◆ **Records for the exercise**
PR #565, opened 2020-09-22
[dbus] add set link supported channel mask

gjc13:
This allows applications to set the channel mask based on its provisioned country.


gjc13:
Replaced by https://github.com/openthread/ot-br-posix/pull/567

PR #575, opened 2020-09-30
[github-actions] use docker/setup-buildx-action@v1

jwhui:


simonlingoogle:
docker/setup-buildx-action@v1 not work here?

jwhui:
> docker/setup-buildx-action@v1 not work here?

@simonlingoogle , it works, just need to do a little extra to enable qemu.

==

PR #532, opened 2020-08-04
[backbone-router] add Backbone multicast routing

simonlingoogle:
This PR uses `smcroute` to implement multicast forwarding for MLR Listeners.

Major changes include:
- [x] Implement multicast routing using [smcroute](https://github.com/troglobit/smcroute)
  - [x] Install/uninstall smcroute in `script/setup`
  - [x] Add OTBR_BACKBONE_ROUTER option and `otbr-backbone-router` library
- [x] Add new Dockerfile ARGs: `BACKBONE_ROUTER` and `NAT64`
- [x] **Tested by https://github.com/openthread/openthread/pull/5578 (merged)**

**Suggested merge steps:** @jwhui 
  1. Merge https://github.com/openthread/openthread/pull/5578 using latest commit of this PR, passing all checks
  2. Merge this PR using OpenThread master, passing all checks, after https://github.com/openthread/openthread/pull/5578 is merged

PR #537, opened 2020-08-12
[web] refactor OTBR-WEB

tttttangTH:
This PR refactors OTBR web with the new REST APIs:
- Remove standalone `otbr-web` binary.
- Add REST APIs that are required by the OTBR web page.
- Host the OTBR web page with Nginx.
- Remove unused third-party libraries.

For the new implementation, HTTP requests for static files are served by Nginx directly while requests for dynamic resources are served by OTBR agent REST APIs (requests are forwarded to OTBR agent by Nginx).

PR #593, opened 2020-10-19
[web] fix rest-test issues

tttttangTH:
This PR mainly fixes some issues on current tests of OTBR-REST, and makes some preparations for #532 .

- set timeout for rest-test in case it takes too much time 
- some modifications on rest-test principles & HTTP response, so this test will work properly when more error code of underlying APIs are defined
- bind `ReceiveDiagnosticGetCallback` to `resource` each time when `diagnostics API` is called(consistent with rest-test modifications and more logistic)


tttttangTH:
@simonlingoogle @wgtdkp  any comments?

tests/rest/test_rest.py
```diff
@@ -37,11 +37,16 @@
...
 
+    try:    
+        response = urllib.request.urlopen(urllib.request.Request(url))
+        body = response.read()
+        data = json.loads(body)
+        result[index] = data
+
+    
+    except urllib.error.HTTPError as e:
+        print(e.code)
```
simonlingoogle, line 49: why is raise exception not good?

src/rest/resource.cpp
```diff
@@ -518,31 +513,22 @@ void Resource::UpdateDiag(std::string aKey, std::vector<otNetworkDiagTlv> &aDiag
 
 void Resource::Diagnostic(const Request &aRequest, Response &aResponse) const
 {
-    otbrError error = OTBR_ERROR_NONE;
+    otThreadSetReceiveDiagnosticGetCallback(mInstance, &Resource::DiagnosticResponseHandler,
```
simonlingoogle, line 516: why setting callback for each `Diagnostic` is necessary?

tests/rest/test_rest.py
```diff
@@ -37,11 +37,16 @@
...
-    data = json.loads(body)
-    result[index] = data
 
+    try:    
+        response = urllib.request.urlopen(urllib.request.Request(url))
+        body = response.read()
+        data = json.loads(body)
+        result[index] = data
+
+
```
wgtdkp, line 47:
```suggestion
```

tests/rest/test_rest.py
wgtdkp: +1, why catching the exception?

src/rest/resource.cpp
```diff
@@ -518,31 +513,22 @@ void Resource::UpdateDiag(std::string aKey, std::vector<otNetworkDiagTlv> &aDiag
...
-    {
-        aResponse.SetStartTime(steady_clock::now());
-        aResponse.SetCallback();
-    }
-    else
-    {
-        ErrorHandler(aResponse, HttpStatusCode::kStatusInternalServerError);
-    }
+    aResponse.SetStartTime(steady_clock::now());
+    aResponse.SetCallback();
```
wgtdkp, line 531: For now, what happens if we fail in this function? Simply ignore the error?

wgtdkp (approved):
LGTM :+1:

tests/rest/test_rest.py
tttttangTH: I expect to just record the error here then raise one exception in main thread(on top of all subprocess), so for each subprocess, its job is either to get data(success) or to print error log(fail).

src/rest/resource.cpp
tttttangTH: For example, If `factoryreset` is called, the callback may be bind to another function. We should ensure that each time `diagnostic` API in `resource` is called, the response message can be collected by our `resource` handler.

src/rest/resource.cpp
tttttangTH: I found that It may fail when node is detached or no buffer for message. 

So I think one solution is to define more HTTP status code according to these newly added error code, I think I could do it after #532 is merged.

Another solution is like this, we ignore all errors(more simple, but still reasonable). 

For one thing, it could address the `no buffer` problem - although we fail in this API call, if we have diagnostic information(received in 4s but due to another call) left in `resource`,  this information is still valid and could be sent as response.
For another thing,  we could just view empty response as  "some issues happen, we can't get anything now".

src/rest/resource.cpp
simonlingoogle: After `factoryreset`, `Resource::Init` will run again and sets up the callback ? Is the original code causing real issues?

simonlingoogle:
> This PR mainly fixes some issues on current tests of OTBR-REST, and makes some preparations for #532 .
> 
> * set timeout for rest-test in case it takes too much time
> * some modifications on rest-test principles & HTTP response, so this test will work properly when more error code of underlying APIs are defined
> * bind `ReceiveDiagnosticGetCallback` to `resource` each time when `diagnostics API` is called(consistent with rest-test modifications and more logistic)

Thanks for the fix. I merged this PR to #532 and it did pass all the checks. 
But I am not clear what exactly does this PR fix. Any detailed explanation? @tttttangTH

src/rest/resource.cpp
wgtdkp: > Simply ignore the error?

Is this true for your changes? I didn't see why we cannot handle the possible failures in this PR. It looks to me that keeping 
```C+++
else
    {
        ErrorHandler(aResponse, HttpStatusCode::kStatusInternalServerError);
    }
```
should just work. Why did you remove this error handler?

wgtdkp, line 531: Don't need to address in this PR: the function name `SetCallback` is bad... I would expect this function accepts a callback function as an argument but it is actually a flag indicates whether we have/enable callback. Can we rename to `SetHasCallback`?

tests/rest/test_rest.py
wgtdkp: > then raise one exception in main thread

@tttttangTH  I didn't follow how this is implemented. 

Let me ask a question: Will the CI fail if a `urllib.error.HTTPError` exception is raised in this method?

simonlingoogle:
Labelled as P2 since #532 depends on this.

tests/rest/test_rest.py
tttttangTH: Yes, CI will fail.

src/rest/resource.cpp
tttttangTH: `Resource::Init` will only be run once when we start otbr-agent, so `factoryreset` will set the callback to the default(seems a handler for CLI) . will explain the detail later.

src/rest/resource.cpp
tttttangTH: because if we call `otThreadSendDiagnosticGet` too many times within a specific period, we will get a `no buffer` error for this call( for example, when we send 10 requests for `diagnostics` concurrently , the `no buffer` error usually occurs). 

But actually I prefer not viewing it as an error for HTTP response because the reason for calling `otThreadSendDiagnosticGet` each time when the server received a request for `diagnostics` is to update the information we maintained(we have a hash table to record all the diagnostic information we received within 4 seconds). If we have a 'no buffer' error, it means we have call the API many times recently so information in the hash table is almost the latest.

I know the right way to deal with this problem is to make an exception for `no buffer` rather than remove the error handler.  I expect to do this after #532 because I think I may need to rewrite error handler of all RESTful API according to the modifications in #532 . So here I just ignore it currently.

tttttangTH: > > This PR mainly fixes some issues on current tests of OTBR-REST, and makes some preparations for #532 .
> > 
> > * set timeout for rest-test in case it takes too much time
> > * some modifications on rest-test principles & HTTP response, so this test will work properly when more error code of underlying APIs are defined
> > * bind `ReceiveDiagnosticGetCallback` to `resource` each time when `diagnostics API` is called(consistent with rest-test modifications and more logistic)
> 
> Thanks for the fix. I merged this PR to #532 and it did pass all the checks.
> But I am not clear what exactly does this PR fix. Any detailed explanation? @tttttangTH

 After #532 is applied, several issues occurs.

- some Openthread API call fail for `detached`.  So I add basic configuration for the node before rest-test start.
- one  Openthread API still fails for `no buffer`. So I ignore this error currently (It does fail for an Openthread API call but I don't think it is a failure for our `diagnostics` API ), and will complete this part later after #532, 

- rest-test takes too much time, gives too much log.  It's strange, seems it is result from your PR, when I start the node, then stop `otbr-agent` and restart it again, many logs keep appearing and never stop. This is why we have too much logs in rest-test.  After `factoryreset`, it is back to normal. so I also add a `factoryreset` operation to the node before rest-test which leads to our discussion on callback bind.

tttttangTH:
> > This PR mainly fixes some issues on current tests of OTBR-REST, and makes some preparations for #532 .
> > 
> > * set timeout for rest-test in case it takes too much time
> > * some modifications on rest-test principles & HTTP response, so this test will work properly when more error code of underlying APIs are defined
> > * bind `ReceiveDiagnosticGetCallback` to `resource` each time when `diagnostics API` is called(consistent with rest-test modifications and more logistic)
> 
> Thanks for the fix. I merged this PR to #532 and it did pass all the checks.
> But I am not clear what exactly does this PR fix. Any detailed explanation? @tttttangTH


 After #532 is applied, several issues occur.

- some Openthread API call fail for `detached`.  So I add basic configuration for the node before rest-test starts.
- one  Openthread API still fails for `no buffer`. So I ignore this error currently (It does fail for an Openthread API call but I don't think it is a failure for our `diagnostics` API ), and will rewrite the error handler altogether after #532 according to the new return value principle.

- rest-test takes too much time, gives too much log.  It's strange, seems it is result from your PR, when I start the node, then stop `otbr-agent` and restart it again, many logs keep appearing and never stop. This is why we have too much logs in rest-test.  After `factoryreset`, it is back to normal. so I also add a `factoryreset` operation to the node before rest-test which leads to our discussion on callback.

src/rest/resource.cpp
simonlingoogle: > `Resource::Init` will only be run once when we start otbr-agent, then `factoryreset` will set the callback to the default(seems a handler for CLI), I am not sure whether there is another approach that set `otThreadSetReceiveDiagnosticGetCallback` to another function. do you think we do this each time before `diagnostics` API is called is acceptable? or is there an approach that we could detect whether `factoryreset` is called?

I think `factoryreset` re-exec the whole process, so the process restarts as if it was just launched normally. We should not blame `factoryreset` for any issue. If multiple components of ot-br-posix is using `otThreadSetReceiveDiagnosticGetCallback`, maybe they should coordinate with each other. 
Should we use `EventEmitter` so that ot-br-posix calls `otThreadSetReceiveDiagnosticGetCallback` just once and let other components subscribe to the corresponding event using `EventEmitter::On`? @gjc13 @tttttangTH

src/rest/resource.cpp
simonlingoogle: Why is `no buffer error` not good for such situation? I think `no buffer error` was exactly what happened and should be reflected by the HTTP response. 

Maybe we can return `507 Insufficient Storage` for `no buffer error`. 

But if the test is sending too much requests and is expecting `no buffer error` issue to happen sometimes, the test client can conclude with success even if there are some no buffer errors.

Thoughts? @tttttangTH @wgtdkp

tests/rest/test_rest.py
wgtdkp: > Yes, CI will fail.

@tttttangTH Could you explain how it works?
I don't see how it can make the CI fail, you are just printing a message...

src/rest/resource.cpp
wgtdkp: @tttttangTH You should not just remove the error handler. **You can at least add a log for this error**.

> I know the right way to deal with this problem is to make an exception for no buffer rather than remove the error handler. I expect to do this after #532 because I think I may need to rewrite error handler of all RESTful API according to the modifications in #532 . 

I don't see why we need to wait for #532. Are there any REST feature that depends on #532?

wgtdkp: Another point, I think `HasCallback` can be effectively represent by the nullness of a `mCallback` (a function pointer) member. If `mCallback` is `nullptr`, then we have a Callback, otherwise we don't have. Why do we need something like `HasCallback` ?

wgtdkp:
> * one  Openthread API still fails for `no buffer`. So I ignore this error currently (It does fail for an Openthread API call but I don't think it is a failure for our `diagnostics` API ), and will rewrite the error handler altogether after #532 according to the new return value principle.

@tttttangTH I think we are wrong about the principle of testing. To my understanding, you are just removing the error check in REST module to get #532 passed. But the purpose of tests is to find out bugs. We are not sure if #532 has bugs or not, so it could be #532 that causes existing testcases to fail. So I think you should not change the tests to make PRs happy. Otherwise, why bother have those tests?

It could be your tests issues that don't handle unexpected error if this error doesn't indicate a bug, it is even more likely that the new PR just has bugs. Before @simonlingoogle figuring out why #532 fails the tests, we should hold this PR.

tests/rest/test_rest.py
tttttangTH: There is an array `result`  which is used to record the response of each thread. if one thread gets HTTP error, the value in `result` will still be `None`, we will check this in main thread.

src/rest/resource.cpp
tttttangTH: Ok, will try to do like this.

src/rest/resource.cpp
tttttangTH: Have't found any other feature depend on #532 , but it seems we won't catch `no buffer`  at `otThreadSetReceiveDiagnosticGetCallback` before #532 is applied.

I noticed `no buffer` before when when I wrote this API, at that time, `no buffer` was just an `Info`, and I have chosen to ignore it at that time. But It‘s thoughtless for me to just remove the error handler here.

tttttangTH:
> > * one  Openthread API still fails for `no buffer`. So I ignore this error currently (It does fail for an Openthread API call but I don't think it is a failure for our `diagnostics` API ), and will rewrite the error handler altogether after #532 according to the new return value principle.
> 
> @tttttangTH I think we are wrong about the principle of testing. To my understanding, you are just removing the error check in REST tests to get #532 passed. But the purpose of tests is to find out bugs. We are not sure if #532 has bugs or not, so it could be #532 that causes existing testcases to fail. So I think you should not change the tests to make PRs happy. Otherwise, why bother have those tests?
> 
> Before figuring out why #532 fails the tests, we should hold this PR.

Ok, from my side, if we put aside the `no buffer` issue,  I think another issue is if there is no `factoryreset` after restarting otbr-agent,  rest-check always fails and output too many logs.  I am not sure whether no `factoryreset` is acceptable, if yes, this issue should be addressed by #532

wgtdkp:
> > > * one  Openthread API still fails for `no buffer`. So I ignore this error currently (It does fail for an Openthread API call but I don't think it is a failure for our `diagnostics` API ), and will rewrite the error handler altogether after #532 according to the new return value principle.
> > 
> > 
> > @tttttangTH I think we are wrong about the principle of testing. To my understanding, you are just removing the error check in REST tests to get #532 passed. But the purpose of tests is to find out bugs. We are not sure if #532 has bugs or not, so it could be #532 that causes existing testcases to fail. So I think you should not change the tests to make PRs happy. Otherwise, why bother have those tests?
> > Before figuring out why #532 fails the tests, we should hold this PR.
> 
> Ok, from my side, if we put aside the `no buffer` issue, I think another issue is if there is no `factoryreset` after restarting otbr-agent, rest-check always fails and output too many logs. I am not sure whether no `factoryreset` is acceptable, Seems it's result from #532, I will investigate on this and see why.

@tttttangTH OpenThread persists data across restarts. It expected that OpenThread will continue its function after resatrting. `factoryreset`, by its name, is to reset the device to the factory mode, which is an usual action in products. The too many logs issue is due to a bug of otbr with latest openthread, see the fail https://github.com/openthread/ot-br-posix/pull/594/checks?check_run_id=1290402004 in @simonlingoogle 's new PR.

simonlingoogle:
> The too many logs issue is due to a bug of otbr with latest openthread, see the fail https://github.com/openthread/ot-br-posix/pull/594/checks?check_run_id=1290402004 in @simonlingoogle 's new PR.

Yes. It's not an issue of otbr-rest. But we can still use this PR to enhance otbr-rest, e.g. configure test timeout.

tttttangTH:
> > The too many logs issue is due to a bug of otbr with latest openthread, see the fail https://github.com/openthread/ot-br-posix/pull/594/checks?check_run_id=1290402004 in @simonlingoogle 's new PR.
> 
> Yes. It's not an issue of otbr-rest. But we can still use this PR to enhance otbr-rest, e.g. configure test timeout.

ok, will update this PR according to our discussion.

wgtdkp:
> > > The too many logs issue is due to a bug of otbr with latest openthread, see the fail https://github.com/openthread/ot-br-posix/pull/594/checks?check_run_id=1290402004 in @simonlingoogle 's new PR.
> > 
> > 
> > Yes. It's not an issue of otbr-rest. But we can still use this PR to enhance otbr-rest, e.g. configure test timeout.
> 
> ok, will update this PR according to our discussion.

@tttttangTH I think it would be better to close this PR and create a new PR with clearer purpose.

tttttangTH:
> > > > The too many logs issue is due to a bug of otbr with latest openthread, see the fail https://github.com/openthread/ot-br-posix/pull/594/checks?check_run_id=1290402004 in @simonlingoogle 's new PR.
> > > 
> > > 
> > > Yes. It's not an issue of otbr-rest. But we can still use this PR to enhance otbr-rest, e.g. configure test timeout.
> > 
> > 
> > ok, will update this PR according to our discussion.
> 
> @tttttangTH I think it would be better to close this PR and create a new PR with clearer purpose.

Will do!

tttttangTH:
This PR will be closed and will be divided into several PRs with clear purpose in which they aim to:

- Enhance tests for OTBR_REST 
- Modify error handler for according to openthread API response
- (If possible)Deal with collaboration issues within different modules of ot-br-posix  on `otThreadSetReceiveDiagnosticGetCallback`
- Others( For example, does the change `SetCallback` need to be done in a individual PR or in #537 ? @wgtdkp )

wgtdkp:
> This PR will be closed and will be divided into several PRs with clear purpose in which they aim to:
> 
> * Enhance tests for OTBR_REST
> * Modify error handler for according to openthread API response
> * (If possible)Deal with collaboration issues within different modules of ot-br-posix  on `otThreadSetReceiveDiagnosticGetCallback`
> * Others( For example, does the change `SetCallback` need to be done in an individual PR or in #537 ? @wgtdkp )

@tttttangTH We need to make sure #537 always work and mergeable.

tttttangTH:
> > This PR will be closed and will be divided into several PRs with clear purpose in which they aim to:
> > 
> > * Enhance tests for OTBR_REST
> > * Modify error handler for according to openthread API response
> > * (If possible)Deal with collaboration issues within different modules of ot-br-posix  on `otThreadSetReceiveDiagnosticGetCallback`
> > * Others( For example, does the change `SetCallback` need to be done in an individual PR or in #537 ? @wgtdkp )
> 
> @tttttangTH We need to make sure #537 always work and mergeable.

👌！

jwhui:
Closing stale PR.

◆ **Task instructions**
Transcribe, exactly and without additions, the lines of the records above, beginning with the line that contains "PR #565, opened 2020-09-22" and ending with the line that contains "to enable qemu.", both included.

◆ **Answer to the exercise**
PR #565, opened 2020-09-22
[dbus] add set link supported channel mask

gjc13:
This allows applications to set the channel mask based on its provisioned country.


gjc13:
Replaced by https://github.com/openthread/ot-br-posix/pull/567

PR #575, opened 2020-09-30
[github-actions] use docker/setup-buildx-action@v1

jwhui:


simonlingoogle:
docker/setup-buildx-action@v1 not work here?

jwhui:
> docker/setup-buildx-action@v1 not work here?

@simonlingoogle , it works, just need to do a little extra to enable qemu.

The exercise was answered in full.